On Some Boundedness and Convergence Properties of a Class of Switching Maps in Probabilistic Metric Spaces with Applications to Switched Dynamic Systems

1Institute of Research and Development of Processes, University of the Basque Country, Campus of Leioa (Biscay), P.O. Box 644, Bilbao, Barrio Sarriena, 48940 Leioa, Spain
2Department of Telecommunications and Systems Engineering, Universitat Autònoma de Barcelona (UAB), Bellaterra, Cerdanyola del Vallès, 08193 Barcelona, Spain

Received 10 June 2015; Accepted 9 September 2015

Academic Editor: Wenguang Yu

Copyright © 2015 M. De la Sen and A. Ibeas.

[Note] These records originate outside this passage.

PR #3553, opened 2024-10-24
Fixed instruction::replace() logic. 

tcgu-amd:
The previous fix with BFS doesn't fully work in more complex cases (e.g. it will fail in the newly added test case `check_replace_dag`). This fix implements topological sorting to replace instructions in topological order which should work for all cases.

More details:

In a dummy scenario of `add2(reduce(x), add1(abs(reduce(x)), sin(reduce(x))))`, we will have a dependency tree looking like
```tree
reduce _
        \_abs__
         \_sin__\_add1_
          \_____________\_add2
```
If we call reduce.replace(), BFS will visit the instructions in the following order:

This is an open access article distributed under the Creative Commons Attribution License, which permits unrestricted use, distribution, and reproduction in any medium, provided the original work is properly cited.


This paper investigates some boundedness and convergence properties of sequences which are generated iteratively through switched mappings defined on probabilistic metric spaces as well as conditions of existence and uniqueness of fixed points. Such switching mappings are built from a set of primary self-mappings selected through switching laws. The switching laws govern the switching process in between primary self-mappings when constructing the switching map. The primary self-mappings are not necessarily contractive but if at least one of them is contractive then there always exist switching maps which exhibit convergence properties and have a unique fixed point. If at least one of the self-mappings is nonexpansive or an appropriate combination given by the switching law is nonexpansive, then sequences are bounded although not convergent, in general. Some illustrative examples are also given.